A key consequence of the 2019 protests in Chile was a wave of misinformation. The seven categories of information disorder identified by the NGO First Draft (2019) were present in content shared from and about the protests. With people starting to use the term “fake news” in daily conversation, fact-checking as a journalistic genre had important growth: from 2 active fact-checking projects, there was a jump to 17, among them professional newsrooms, and both university and independent initiatives. The fact-checkers behind these projects recognised the urgent necessity of the context (Núñez-Mussa, 2019). At the time of writing this report, 13 of them were still active.
In parallel, the media began to introduce fact-checking practices for their published content with more intensity than ever before, as they were particularly observed and questioned about their coverage of the protests. “Everyone was seeing intentionality where there was none. Our challenge was very hard, because people were very angry”, mentioned one editor. At the same time, the media continuously received user-generated content, especially audiovisual material. Because of this, there was special preoccupation with monitoring television channels, due to a previous case where a station, after the 8M march, had shown out-of-context images corresponding to archive footage that was removed from the current moment.
Despite all the precautions taken by the media after the 2019 protests, part of the audience expressed an attitude of distrust towards the content. The most notorious example was one video, sent by users and broadcast by the public channel, which showed an intentional fire being set on the door of a bank. This video was widely disputed by other media, social media, and the national journalism association, even though the channel broadcast a verification process of it.

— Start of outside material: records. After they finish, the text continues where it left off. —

PR #65, opened 2019-03-11
Fix flexPath in comment for Openshift 3.10+ on Atomic RHEL in values.…

dinathom:
…yaml


sdodsley:
LGTM

taherv:
Dead comment code always rots over time.

Maybe we should have different values.yaml files per environment ? Or get creative in other ways .....

dinathom:
@taherv we have not figured out a better place to document all the flexPath configs. While we think about that - this PR will just make existing comments more reliable -- so a positive to merge for now.

PR #157, opened 2020-01-17
CSI Release 1.0.5/5.0.5

dsupure:
**Summary of the release:**
* New CSI Feature: [Per-Volume FileSystem Options](https://github.com/purestorage/helm-charts/blob/master/docs/csi-filesystem-options.md)
* New CSI Feature: [Raw Block Volume Support](https://kubernetes-csi.github.io/docs/raw-block.html)
* Bug Fix: Add associated snapshots check when deleting a volume


operator-csi-plugin/values.yaml
```diff
@@ -4,7 +4,7 @@
 
 image:
   name: purestorage/k8s
-  tag: 5.0.4
```
Pure-AdamuKaapan: I wonder, is there a better way to set this version number everywhere? Maybe something to look into later...

dsupure: Yeah, it would be nice to have centralized control.  We can discuss later since the version number across multiple document types.

PR #159, opened 2020-01-17
Add option to override creation of built-in StorageClasses

bcdonadio:
This PR introduces the option for the chart user to not create the three built-in StorageClasses `pure`, `pure-file` and `pure-block`.

While this creation is handy for test clusters, production cluster will probably (like us) use a standardized StorageClass name based on the capabilities/purpose of each backing device. Not obligating the user to have these 3 classes when using the chart should help the sysadmins to maintain a clean list for the users.

### DIFF
--- a/pure-csi/templates/storageclass.yaml
+++ b/pure-csi/templates/storageclass.yaml
@@ -1,3 +1,4 @@
+{{- if .Values.storageclass.createBuiltIn }}
 apiVersion: storage.k8s.io/v1
 kind: StorageClass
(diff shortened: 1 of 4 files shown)


bcdonadio:
> Don't run the update script - just send the PR with the 4 files you actually changed

@sdodsley should be clean now.

dsupure:
@bcdonadio : This PR has been merged in our master branch via #203. I'll close this PR. Thanks for making our tool better.

PR #163, opened 2020-01-24
Support either string or list value for flasharray defaultMountOpt

trevormeiss:
When file system options were released in 5.0.5, the defaultMountOpt
in values.yaml changed from a string to a list.
For backwards compatibility, we should continue to support string values.

### DIFF
--- a/pure-csi/templates/storageclass.yaml
+++ b/pure-csi/templates/storageclass.yaml
@@ -12,12 +12,15 @@ parameters:
   backend: {{ .Values.storageclass.pureBackend | default "block" | quote }}
   csi.storage.k8s.io/fstype: {{ .Values.flasharray.defaultFSType | default "xfs" | quote }}
   createoptions: {{ .Values.flasharray.defaultFSOpt | default "-q" | quote }}
-
-{{- if .Values.flasharray.defaultMountOpt }}
+# support either string or list for .Values.flasharray.defaultMountOpt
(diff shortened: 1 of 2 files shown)


pure-csi/templates/storageclass.yaml
```diff
@@ -12,12 +12,15 @@ parameters:
...
-{{- if .Values.flasharray.defaultMountOpt }}
+# support either string or list for .Values.flasharray.defaultMountOpt
+{{- if or (kindIs "array" .Values.flasharray.defaultMountOpt) (kindIs "slice" .Values.flasharray.defaultMountOpt) }}
 mountOptions:
   {{- range .Values.flasharray.defaultMountOpt }}
   - {{ . }}
   {{- end }}
+{{- else if kindIs "string" .Values.flasharray.defaultMountOpt}}
+mountOptions:
+  - {{ .Values.flasharray.defaultMountOpt }}
```
dsupure: @trevormeiss: Can you try the string like this "discard stripe=32" and confirm it work? 
Thank you.

trevormeiss: The output for the env variable for the node server is:
```
           - name: PURE_DEFAULT_BLOCK_MNT_OPT
             value: "discard stripe=32"
```
The output for the storage class is:
```
parameters:
  backend: block
  csi.storage.k8s.io/fstype: xfs
  createoptions: -q
mountOptions:
  - discard stripe=32
```

PR #164, opened 2020-01-28
Added an orchestrator basePath value to the CSI chart

Pure-AdamuKaapan:
This is used to specify where the base Kubelet path is. The main use case is for something like CoreOS, where /var/lib/kubelet is read-only and a different directory must be used.

This has been tested on Kubernetes 1.14 and 1.16, both change the necessary parameters so that it works as expected. The Flex chart already has a similar value, so no changes are required.

### DIFF
--- a/pure-csi/templates/node.yaml
+++ b/pure-csi/templates/node.yaml
@@ -90,7 +90,7 @@ spec:
                 command: ["/bin/sh", "-c", "rm -rf /registration/pure-csi /registration/pure-csi-reg.sock"]
           args:
             - --csi-address=/csi/csi.sock
-            - --kubelet-registration-path=/var/lib/kubelet/plugins/pure-csi/csi.sock
+            - --kubelet-registration-path={{ .Values.orchestrator.basePath }}/plugins/pure-csi/csi.sock
           securityContext:
             privileged: true
           env:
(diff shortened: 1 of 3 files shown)


pure-csi/values.yaml
```diff
@@ -69,6 +69,9 @@ namespace:
 orchestrator:
   # name is either 'k8s' or 'openshift'
   name: k8s
+  # Use this to specify the base path of Kubelet. It should contain the "plugins", "plugins_registry", and "pods" directories.
+  # Default is /var/lib/kubelet. For CoreOS and Rancher, this is usually /opt/rke/var/lib/kubelet unless configured otherwise.
+  basePath: /var/lib/kubelet
```
caryli-ps: Per discussed offline, we probably need to gracefully handle the case which no value is provided by user's YAML. It could happen they just reuse an existing YAML file which was created a while back.

sdodsley: Agree. Sometimes customers have a `values.yaml` that only contains the parameters they care about, so we have to have defaults for all parameters in case they are not specified

Pure-AdamuKaapan: I'm still going to add a default value just for safety, but doesn't the helm chart also include this valuesl.yaml? So wouldn't the precedence be <user values.yaml> overrides <default values.yaml>?

dsupure: Helm chart should read value.yaml if it cannot find the value in the user's YAML. It is no harm to add the default to make it safer.

pure-csi/templates/node.yaml
```diff
@@ -204,19 +204,19 @@ spec:
             path: /dev
           name: dev
         - hostPath:
-            path: /var/lib/kubelet/plugins/pure-csi
+            path: {{ .Values.orchestrator.basePath }}/plugins/pure-csi
```
trevormeiss: don't we also want defaults for these values?

Pure-AdamuKaapan: Wow I'm dumb. Yes, thanks, good catch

Some sections of the media have established handbooks with protocols to prevent the publication of misinformation, and they made temporary changes to their teams, in order to dedicate more journalists and time to this work. For instance, one organisation increased its internal fact-checking capacity from one to four people exclusively, with a policy of not publishing anything without passing through this process. After the four most intense months, two of these four people continued their work as fact-checkers. A similar experience was seen across all media organisations, with some variations. One journalist said: “We started to take fake news seriously during the 2019 protests. After a few days, we created a fact-checking team, which not only produced publishable articles, but also verified any dubious information received in the newsroom”. All the interviewed editors argued that they preferred losing a scoop over publishing content that is not fact-checked, and that they care, especially, about content received from social media.